Table 1. Surface radii of curvature from sphere fittings in the model eye: nominal values, values estimated from OCT measurements before and after correction of optical distortion.

The images obtained from the donor lens in vitro were processed using the developed image analysis and distortion correction algorithms. Figure 5 shows the elevation maps obtained of the posterior surface of a donor lens in vitro (direct view of the posterior lens, view of posterior lens distorted by the anterior lens, and posterior lens corrected from optical distortion by the anterior lens). Optical distortion correction decreases the error in the retrieved posterior lens radius of curvature from 8.23% to 0.9%. Correction also decreased the discrepancies in the RMS surface elevation map (referred to the best fitted sphere) from 48.3% (no optical distortion correction) to 4.5% (after optical distortion).

 figure: Fig. 5

Fig. 5 Quantitative elevation maps of the posterior lens surface for the in vitro 65-year donor lens.

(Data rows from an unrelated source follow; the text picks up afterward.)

PR #4659, opened 2024-03-12
SsoPolicy support for PCA.

ashok672:
Add support for SsoPolicy enforcement when broker is not used. This is only needed for Microsoft 1st party applications.

1. Introduce WithSsoPolicy in PCABuilder.
2. Append the appropriate SsoPolicy headers to authorize and token endpoints.

**Testing**
Tested using the NetCoreWinFormsWAM app by adding .WithSsoPolicy to embedded web view option.

**Performance impact**
There will be an WinRT API call now for each token and authorize endpoint calls. Performance impact should be negligible.

**Documentation**


src/client/Microsoft.Identity.Client/Properties/InternalsVisibleTo.cs
```diff
@@ -6,6 +6,7 @@
 
 [assembly: InternalsVisibleTo("Microsoft.Identity.Client.Desktop" + KeyTokens.MSAL)]
 [assembly: InternalsVisibleTo("Microsoft.Identity.Client.Broker" + KeyTokens.MSAL)]
+[assembly: InternalsVisibleTo("Microsoft.Identity.Client.SsoPolicy" + KeyTokens.MSAL)]
```
bgavrilMS, line 9: Oh, interesting. You want to create a new DLL / package for this? Is there a reason why you can't reuse the "Broker" DLL / package for this ?

src/client/Microsoft.Identity.Client/Internal/SsoPolicy/ISsoPolicy.cs
```diff
@@ -0,0 +1,11 @@
+﻿// Copyright (c) Microsoft Corporation. All rights reserved.
+// Licensed under the MIT License.
+
+
+namespace Microsoft.Identity.Client.Internal.SsoPolicy
+{
+    internal interface ISsoPolicy
```
bgavrilMS, line 7: empty interfaces are strange :)

src/client/Microsoft.Identity.Client/Platforms/Features/RuntimeSsoPolicy/RuntimeSsoPolicy.cs
```diff
@@ -0,0 +1,190 @@
...
+using System.Threading.Tasks;
+using Microsoft.Identity.Client.Cache;
+using Microsoft.Identity.Client.Core;
+using Microsoft.Identity.Client.Internal.SsoPolicy;
+using Microsoft.Identity.Client.NativeInterop;
+using Microsoft.Identity.Client.Utils;
+
+namespace Microsoft.Identity.Client.Platforms.Features.RuntimeSsoPolicy
+{
+    internal class RuntimeSsoPolicy : ISsoPolicy
```
bgavrilMS, line 17: There's a lot of duplicate code with the broker package....

src/client/Microsoft.Identity.Client.SsoPolicy/Microsoft.Identity.Client.SsoPolicy.csproj
```diff
@@ -0,0 +1,45 @@
+﻿<Project Sdk="Microsoft.NET.Sdk">
```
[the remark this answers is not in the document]
ashok672: I wanted this be separate not knowing all the requirements. If you think reusing broker will have not any issues, I think thats a better path. I will move this to broker pacakge.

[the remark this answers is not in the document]
ashok672: Also I considered this point initially. SSOPolicy is only applicable only when not using broker so putting this in broker might be confusing.  Atleast the way we named it is confusing.

src/client/Microsoft.Identity.Client/Internal/SsoPolicy/ISsoPolicy.cs
ashok672: this was draft and anways the new approach is different reusing the same IBroker interface.

ashok672:
I am still trying to figure out how to add extra headers for System WebView. Apparently based on my initial research there is no way to add headers when launching the default browser with an Uri. I will investigate more. 
WebView 2 is also not done yet. I will get to that soon.

bgavrilMS:
> I am still trying to figure out how to add extra headers for System WebView. Based on my initial research, apparently there is no way to add headers when launching the default browser with an Uri. I will investigate more. WebView 2 is also not done yet. I will get to that soon.

@ashok672 

- WebView2 is not usable with AAD authorities. We disabled it completely because we couldn't get the SSO to work (and the future is WAM, so we stopped investigating). 
- There is no way to inject headers in a system browser. 

I would focus on getting WebView1 to work.

src/client/Microsoft.Identity.Client.Broker/BrokerExtension.cs
```diff
@@ -47,29 +47,55 @@ public static PublicClientApplicationBuilder WithBrokerPreview(this PublicClient
...
 
-        private static void AddRuntimeSupportForWam(PublicClientApplicationBuilder builder)
+        /// <summary>
+        /// Use this API to enable SsoPolicy enforcement when not using broker.
+        /// 
+        /// </summary>
+        /// <param name="builder"></param>
+        /// <returns>A <see cref="PublicClientApplicationBuilder"/> from which to set more
+        /// parameters, and to create a public client application instance</returns>
+        public static PublicClientApplicationBuilder WithSsoPolicy(this PublicClientApplicationBuilder builder)
```
bgavrilMS, line 63: @localden @iulico-1 for public API.

src/client/Microsoft.Identity.Client.Broker/BrokerExtension.cs
```diff
@@ -47,29 +47,55 @@ public static PublicClientApplicationBuilder WithBrokerPreview(this PublicClient
...
+                             return new RuntimeBroker(uiParent, appConfig, logger);
+                         };
+                }
+                else
+                {
+                    builder.Config.BrokerCreatorFunc =
+                         (uiParent, appConfig, logger) =>
+                         {
+                             logger.Info("[Runtime] SsoPolicy supported OS.");
+                             return new RuntimeBroker(appConfig, logger);
```
bgavrilMS, line 89: Why did you need to create a new ctor? The ctor does not validate the widown handle (uiParent), only `broker.AcquireTokenInteractive` does.

src/client/Microsoft.Identity.Client/AppConfig/PublicClientApplicationBuilder.cs
```diff
@@ -444,6 +444,11 @@ internal override void Validate()
             {
                 throw new InvalidOperationException(MsalErrorMessage.InvalidRedirectUriReceived(Config.RedirectUri));
             }
+
+            if (Config.IsBrokerEnabled && Config.IsSsoPolicyEnabled)
+            {
+                throw new InvalidOperationException(MsalErrorMessage.BrokerAndSsoPolicyConfigurationError);
```
bgavrilMS, line 450: Please throw `MsalClientException` exception instead.

src/client/Microsoft.Identity.Client/MsalErrorMessage.cs
```diff
@@ -407,6 +407,8 @@ public static string CertMustBeRsa(string certificateFriendlyName)
 
         public const string MultiCloudSupportUnavailable = "Multi cloud support unavailable with broker.";
 
+        public const string BrokerAndSsoPolicyConfigurationError = "WithBroker and WithSsoPolicy cannot be used together. Broker by default supports SsoPolicy. Use WithSsoPolicy only when using embedded webview or system webview";
```
bgavrilMS, line 410:
```suggestion
        public const string BrokerAndSsoPolicyConfigurationError = "WithBroker and WithSsoPolicy cannot be used together. Broker by default supports SsoPolicy. Use WithSsoPolicy only when using embedded webview";

```

src/client/Microsoft.Identity.Client/Internal/Broker/NullBroker.cs
```diff
@@ -80,5 +80,10 @@ public Task<MsalTokenResponse> AcquireTokenByUsernamePasswordAsync(Authenticatio
             _logger.Info("NullBroker - returning null on ROPC request.");
             return Task.FromResult<MsalTokenResponse>(null);
         }
+
+        public Dictionary<string, string> GetSsoPolicyHeaders()
+        {
+            return new Dictionary<string, string>();
```
bgavrilMS, line 86: Creating a new empty object each time is not good for perf. See `CollectionHelpers.GetEmptyDictionary` instead.

src/client/Microsoft.Identity.Client/OAuth2/OAuth2Client.cs
```diff
@@ -108,6 +110,7 @@ public Task<OidcMetadata> DiscoverOidcMetadataAsync(Uri endpoint, RequestContext
             {
                 AddCommonHeaders(requestContext);
             }
+            AddSsoPolicyHeaders(requestContext);
```
bgavrilMS, line 113: This is too deep / affects too many flows. OAuth2Client knows about headers and other HTTP concepts, but not specifically about "SSO policy headers". 

Let's think of a way to set this header only for public client flows.

src/client/Microsoft.Identity.Client/AppConfig/ApplicationConfiguration.cs
```diff
@@ -66,6 +66,8 @@ public string ClientVersion
 
         public bool IsBrokerEnabled { get; internal set; }
 
+        public bool IsSsoPolicyEnabled { get; internal set; }
```
bgavrilMS, line 69: Naming: `SSO` is quite overloaded term. Maybe `IsWebviewSsoPolicyEnabled` ? And a comment that this affects only PCA.

src/client/Microsoft.Identity.Client/Internal/Requests/RequestBase.cs
```diff
@@ -431,13 +433,32 @@ protected Task ResolveAuthorityAsync()
...
+            InjectPcaSsoPolicyHeader(tokenClient);
+
             return tokenClient.SendTokenRequestAsync(
                 additionalBodyParameters,
                 scopes,
                 tokenEndpoint,
                 cancellationToken);
         }
 
+        private void InjectPcaSsoPolicyHeader(TokenClient tokenClient)
```
bgavrilMS, line 445: @ashok672 - I played a bit with the code and I think this is better place for the injection of the header. Let me know what you think. If you disagree, just revert my commit and we can discuss alternatives. 

OAuth2Client is too much in the hot path.

src/client/Microsoft.Identity.Client.Broker/BrokerExtension.cs
```diff
@@ -47,29 +47,55 @@ public static PublicClientApplicationBuilder WithBrokerPreview(this PublicClient
...
+        public static PublicClientApplicationBuilder WithSsoPolicy(this PublicClientApplicationBuilder builder)
+        {
+            AddRuntimeSupport(builder, false);
+            builder.Config.IsSsoPolicyEnabled = true;
+            return builder;
+        }
+
+        private static void AddRuntimeSupport(PublicClientApplicationBuilder builder, bool isWamBrokerScenario)
         {
             if (DesktopOsHelper.IsWin10OrServerEquivalent())
```
gladjohn, line 72: So we only care about 1P apps on Windows?

src/client/Microsoft.Identity.Client/Platforms/Features/RuntimeBroker/RuntimeBroker.cs
```diff
@@ -552,6 +564,37 @@ public async Task RemoveAccountAsync(ApplicationConfiguration appConfig, IAccoun
...
+                byte[] bytes = System.Text.Encoding.UTF8.GetBytes(subStatusValue);
+                string base64UrlEncoded = System.Convert.ToBase64String(bytes)
+                                                        .Replace('+', '-')
+                                                        .Replace('/', '_')
+                                                        .TrimEnd('=');
+                ssoPolicyHeaders.Add("x-ms-SsoFlagsSubstatus", base64UrlEncoded);
+            }
+            else if (ssoPolicy._ssoPolicyType == SsoPolicyType.Unknown)
+            {
+                ssoPolicyHeaders.Add("x-ms-SsoFlags", "SsoRestrUndefined ");
```
gladjohn, line 593:
```suggestion
                ssoPolicyHeaders.Add("x-ms-SsoFlags", "SsoRestrUndefined");
```

tests/devapps/WAM/NetCoreWinFormsWam/Form1.cs
```diff
@@ -125,11 +125,11 @@ private IPublicClientApplication CreatePca(AuthMethod? authMethod)
                     break;
                 case AuthMethod.SystemBrowser:
                     builder.WithBroker(new BrokerOptions(BrokerOptions.OperatingSystems.None));
-                    builder = builder.WithBroker(false);
+                    builder = builder.WithBroker(false).WithSsoPolicy();
```
gladjohn, line 128: suggest adding a check box for this in the form

src/client/Microsoft.Identity.Client/Platforms/Features/RuntimeBroker/RuntimeBroker.cs
```diff
@@ -552,6 +564,37 @@ public async Task RemoveAccountAsync(ApplicationConfiguration appConfig, IAccoun
...
+            }
+
+            return ssoPolicyHeaders;
```
gladjohn, line 596: would it be ok to log what headers were added based on the policy type?

src/client/Microsoft.Identity.Client/Internal/Broker/IBroker.cs
```diff
@@ -31,6 +31,7 @@ internal interface IBroker
             AuthenticationRequestParameters authenticationRequestParameters,
             AcquireTokenByUsernamePasswordParameters acquireTokenByUsernamePasswordParameters);
 
+        Dictionary<string, string> GetSsoPolicyHeaders();
```
gladjohn, line 34: Would `DetermineSsoPolicyHeaders` be an appropriate name? given that the method's purpose is to resolve or determine which headers to use based on the SSO policy type Runtime returns?

src/client/Microsoft.Identity.Client.Broker/BrokerExtension.cs
ashok672: Yes thats the plan for now. Runtime does support cross plat and if there is need for this in other platforms, we can extend it

src/client/Microsoft.Identity.Client.Broker/BrokerExtension.cs
ashok672: Done

src/client/Microsoft.Identity.Client.Broker/BrokerExtension.cs
ashok672: I actually realized later this was  not needed when I created the broker instance.  I will remove this.

src/client/Microsoft.Identity.Client/Internal/Broker/NullBroker.cs
ashok672: Done

src/client/Microsoft.Identity.Client/Internal/Requests/RequestBase.cs
ashok672: I do like this. I previously forgot to check if policy is enabeld in this particular flow and I added that on top of your change.

src/client/Microsoft.Identity.Client/OAuth2/OAuth2Client.cs
ashok672: Resolved in another comment

src/client/Microsoft.Identity.Client/MsalErrorMessage.cs
```diff
@@ -407,6 +407,9 @@ public static string CertMustBeRsa(string certificateFriendlyName)
 
         public const string MultiCloudSupportUnavailable = "Multi cloud support unavailable with broker.";
 
+        public const string BrokerAndSsoPolicyConfigurationError = "WithBroker and WithSsoPolicy cannot be used together. Broker by default supports SsoPolicy. Use WithSsoPolicy only when using embedded webview";
```
bgavrilMS, line 410:
```suggestion
        public const string BrokerAndSsoPolicyConfigurationError = "WithBroker and WithSsoPolicy cannot be used together. Broker by default supports SsoPolicy. Use WithSsoPolicy only when using embedded or system webview";

```

Sorry for going back and forwards on this. I now realize that since you inject this in the "refresh_token" flow, it implicitly covers all webviews.

src/client/Microsoft.Identity.Client/Platforms/Features/RuntimeBroker/RuntimeBroker.cs
```diff
@@ -552,6 +552,37 @@ public async Task RemoveAccountAsync(ApplicationConfiguration appConfig, IAccoun
...
+            if (ssoPolicy._ssoPolicyType == SsoPolicyType.PermissionRequired)
+            {
+                ssoPolicyHeaders.Add("x-ms-SsoFlags", "SsoRestr");
+            }
+            else if (ssoPolicy._ssoPolicyType == SsoPolicyType.Error)
+            {
+                ssoPolicyHeaders.Add("x-ms-SsoFlags", "SsoPolicyError");
+                string subStatusValue = "SsoRestrError:" + ssoPolicy._errorCode.ToString();
+                byte[] bytes = System.Text.Encoding.UTF8.GetBytes(subStatusValue);
+                string base64UrlEncoded = System.Convert.ToBase64String(bytes)
```
bgavrilMS, line 573: nit: See Base64UrlHelpers for equivalent functionality.

bgavrilMS (approved):

src/client/Microsoft.Identity.Client/Platforms/Features/RuntimeBroker/RuntimeBroker.cs
```diff
@@ -552,6 +564,37 @@ public async Task RemoveAccountAsync(ApplicationConfiguration appConfig, IAccoun
                 }
             }
         }
+        public Dictionary<string, string> GetSsoPolicyHeaders()
+        {
+            using LogEventWrapper logEventWrapper = new LogEventWrapper(this);
+            Debug.Assert(s_lazyCore.Value != null, "Should not call this API if MSAL runtime init failed");
```
MSamWils, line 558: >Should not call this API if MSAL runtime init failed [](http://example.com/codeflow?start=52&length=52)

I don't believe this is a requirement. 
And we should exit out if we know we cannot call the policy api here.

src/client/Microsoft.Identity.Client/Platforms/Features/RuntimeBroker/RuntimeBroker.cs
```diff
@@ -552,6 +564,37 @@ public async Task RemoveAccountAsync(ApplicationConfiguration appConfig, IAccoun
                 }
             }
         }
+        public Dictionary<string, string> GetSsoPolicyHeaders()
```
MSamWils: >GetSsoPolicyHeaders [](http://example.com/codeflow?start=42&length=19)

Please make sure to test both MSA and AAD.

src/client/Microsoft.Identity.Client/Platforms/Features/RuntimeBroker/RuntimeBroker.cs
```diff
@@ -552,6 +564,37 @@ public async Task RemoveAccountAsync(ApplicationConfiguration appConfig, IAccoun
...
+        {
+            using LogEventWrapper logEventWrapper = new LogEventWrapper(this);
+            Debug.Assert(s_lazyCore.Value != null, "Should not call this API if MSAL runtime init failed");
+
+            NativeInterop.SsoPolicy ssoPolicy = new SsoPolicy();
+            _logger.Info(() => $"[RuntimeBroker] Broker returned SsoPolicyType {ssoPolicy._ssoPolicyType} and errorCode {ssoPolicy._errorCode}.");
+
+            var ssoPolicyHeaders = new Dictionary<string, string>();
```
MSamWils, line 563: >= new Dictionary<string, string>(); [](http://example.com/codeflow?start=33&length=35)

Out side of EU will be always allowed. 
So we should just call new when we need to.

src/client/Microsoft.Identity.Client/AppConfig/PublicClientApplicationBuilder.cs
```diff
@@ -444,6 +444,11 @@ internal override void Validate()
             {
                 throw new InvalidOperationException(MsalErrorMessage.InvalidRedirectUriReceived(Config.RedirectUri));
             }
+
+            if (Config.IsBrokerEnabled && Config.IsSsoPolicyEnabled)
```
MSamWils: >IsBrokerEnabled [](http://example.com/codeflow?start=23&length=15)

I don't believe we need this check.
Setting broker enable is not contradict with the sso policy. (Especially in non-windows platform)

I see this check has more harm than good.

src/client/Microsoft.Identity.Client/AppConfig/ApplicationConfiguration.cs
MSamWils: This policy may not only scope to webview.

We can use IsPlatformAutomaticAppSignInPolicyEnabled. which is coming from the public API:
[https://learn.microsoft.com/en-us/uwp/api/windows.system.profile.platformautomaticappsigninpolicy?view=winrt-insider](https://learn.microsoft.com/en-us/uwp/api/windows.system.profile.platformautomaticappsigninpolicy?view=winrt-insider)

src/client/Microsoft.Identity.Client/Internal/Broker/IBroker.cs
MSamWils: I would propose something like GetSsoPolicy, AcquireSsoPoilcy or along those line.

The determination is coming from windows api. But it shouldn't specific to the header since it could also be in cookie in some cases.

pmaytak:
GitHub issue should be created/associated with this PR.

src/client/Microsoft.Identity.Client/AppConfig/ApplicationConfiguration.cs
```diff
@@ -121,6 +126,9 @@ public string ClientVersion
         public ManagedIdentityId ManagedIdentityId { get; internal set; }
 
         public bool IsManagedIdentity { get; }
+        public bool IsConfidentialClient { get; }
+
+        public bool IsPublicClient => !IsConfidentialClient && !IsManagedIdentity;
```
pmaytak, line 131:
```suggestion
        public bool IsConfidentialClient { get; }
        public bool IsPublicClient => !IsConfidentialClient && !IsManagedIdentity;

```

src/client/Microsoft.Identity.Client.Broker/BrokerExtension.cs
```diff
@@ -47,20 +47,35 @@ public static PublicClientApplicationBuilder WithBrokerPreview(this PublicClient
...
-            AddRuntimeSupportForWam(builder);
+            AddRuntimeSupport(builder);
             builder.Config.BrokerOptions = brokerOptions;
             builder.Config.IsBrokerEnabled = brokerOptions.IsBrokerEnabledOnCurrentOs();
             return builder;
         }
 
-        private static void AddRuntimeSupportForWam(PublicClientApplicationBuilder builder)
+        /// <summary>
+        /// Use this API to enable SsoPolicy enforcement.
```
pmaytak, line 57: nit: Should the comment be more descriptive - what the SSO Policy is or what it actually does?

src/client/Microsoft.Identity.Client/AppConfig/PublicClientApplicationBuilder.cs
```diff
@@ -444,6 +444,11 @@ internal override void Validate()
             {
                 throw new InvalidOperationException(MsalErrorMessage.InvalidRedirectUriReceived(Config.RedirectUri));
             }
+
+            if (Config.IsBrokerEnabled && Config.IsWebviewSsoPolicyEnabled)
+            {
+                throw new MsalClientException(MsalErrorMessage.BrokerAndSsoPolicyConfigurationError);
+            }
```
pmaytak, line 451: Should this be removed? If someone specifies WithBroker and WithSsoPolicy, let the broker handle the SSO stuff.

src/client/Microsoft.Identity.Client/Platforms/Features/WinFormsLegacyWebUi/WindowsFormsWebAuthenticationDialogBase.cs
```diff
@@ -276,7 +281,21 @@ internal AuthorizationResult AuthenticateAAD(Uri requestUri, Uri callbackUri, Ca
...
 
-            _webBrowser.Navigate(requestUri);
+            if(RequestContext.ServiceBundle.Config.IsWebviewSsoPolicyEnabled)
+            {
+                IBroker broker = RequestContext.ServiceBundle.Config.BrokerCreatorFunc(null, RequestContext.ServiceBundle.Config, RequestContext.Logger);
+                var ssoPolicyHeaders = broker.GetSsoPolicyHeaders();
+                string ssoPolicyHeadersString="";
+                foreach (KeyValuePair<string, string> kvp in ssoPolicyHeaders)
+                {
+                    ssoPolicyHeadersString += kvp.Key + ":" + kvp.Value + "\r\n";
```
pmaytak, line 291:
```suggestion
                    ssoPolicyHeadersString += kvp.Key + ":" + kvp.Value + Environment.NewLine;
```

src/client/Microsoft.Identity.Client/Internal/Broker/NullBroker.cs
```diff
@@ -80,5 +81,10 @@ public Task<MsalTokenResponse> AcquireTokenByUsernamePasswordAsync(Authenticatio
             _logger.Info("NullBroker - returning null on ROPC request.");
             return Task.FromResult<MsalTokenResponse>(null);
         }
+
+        public IReadOnlyDictionary<string, string> GetSsoPolicyHeaders()
```
pmaytak, line 85: nit: It's more performant to iterate over concrete types rather than the interfaces.
```suggestion
        public ReadOnlyDictionary<string, string> GetSsoPolicyHeaders()
```

src/client/Microsoft.Identity.Client/Internal/Broker/IBroker.cs
bgavrilMS: interface is internal, don't dwell on this too long :)

src/client/Microsoft.Identity.Client/Platforms/Features/RuntimeBroker/RuntimeBroker.cs
bgavrilMS: This only executes in DEBUG mode (so it's removed by compiler in the final bits). It's a message for the MSAL team dev, not for app deveveloper.

tests/devapps/WAM/NetCoreWinFormsWam/Form1.cs
ashok672: This can be done later.

src/client/Microsoft.Identity.Client/Platforms/Features/RuntimeBroker/RuntimeBroker.cs
```diff
@@ -552,6 +552,37 @@ public async Task RemoveAccountAsync(ApplicationConfiguration appConfig, IAccoun
...
+        public IReadOnlyDictionary<string, string> GetSsoPolicyHeaders()
+        {
+            using LogEventWrapper logEventWrapper = new LogEventWrapper(this);
+            Debug.Assert(s_lazyCore.Value != null, "Should not call this API if MSAL runtime init failed");
+
+            NativeInterop.SsoPolicy ssoPolicy = new SsoPolicy();
+            _logger.Info(() => $"[RuntimeBroker] Broker returned SsoPolicyType {ssoPolicy._ssoPolicyType} and errorCode {ssoPolicy._errorCode}.");
+
+            var ssoPolicyHeaders = new Dictionary<string, string>();
+            if (ssoPolicy._ssoPolicyType == SsoPolicyType.PermissionRequired)
```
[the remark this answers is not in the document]
ashok672: Fixed

src/client/Microsoft.Identity.Client.Broker/BrokerExtension.cs
ashok672: Its only for 1st party applications that I am going to closely work with. I did update the comment with little more details

src/client/Microsoft.Identity.Client/AppConfig/PublicClientApplicationBuilder.cs
ashok672: Removed this now after our offline discussion

src/client/Microsoft.Identity.Client/AppConfig/PublicClientApplicationBuilder.cs
ashok672: yes, we had a discussion about this offline with WAM. This indeed is not needed because we might need to provide fallback logic in case broker is not installed even when apps use broker

src/client/Microsoft.Identity.Client/Platforms/Features/RuntimeBroker/RuntimeBroker.cs
ashok672: Not critical at this moment. we did log the overall response

src/client/Microsoft.Identity.Client/Platforms/Features/RuntimeBroker/RuntimeBroker.cs
ashok672: Done

src/client/Microsoft.Identity.Client/Platforms/Features/RuntimeBroker/RuntimeBroker.cs
ashok672: not critical now. can look into this later

bgavrilMS:
@ashok672 - this is now merged.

Left panel: Measurements with the posterior surface of the lens facing the OCT beam (“posterior up”); Middle panel: Measurement of the posterior surface of the lens viewed through the anterior surface of the lens, and no optical distortion correction (simple division by the index of refraction); Left panel: Measurement of the posterior surface of the lens viewed through the anterior surface of the lens, after application of optical distortion correction Maps are Zernike fits to the elevation maps, relative to the best fitting sphere. R = radii of curvature of the best fitting sphere (from fits to sphere quadrics).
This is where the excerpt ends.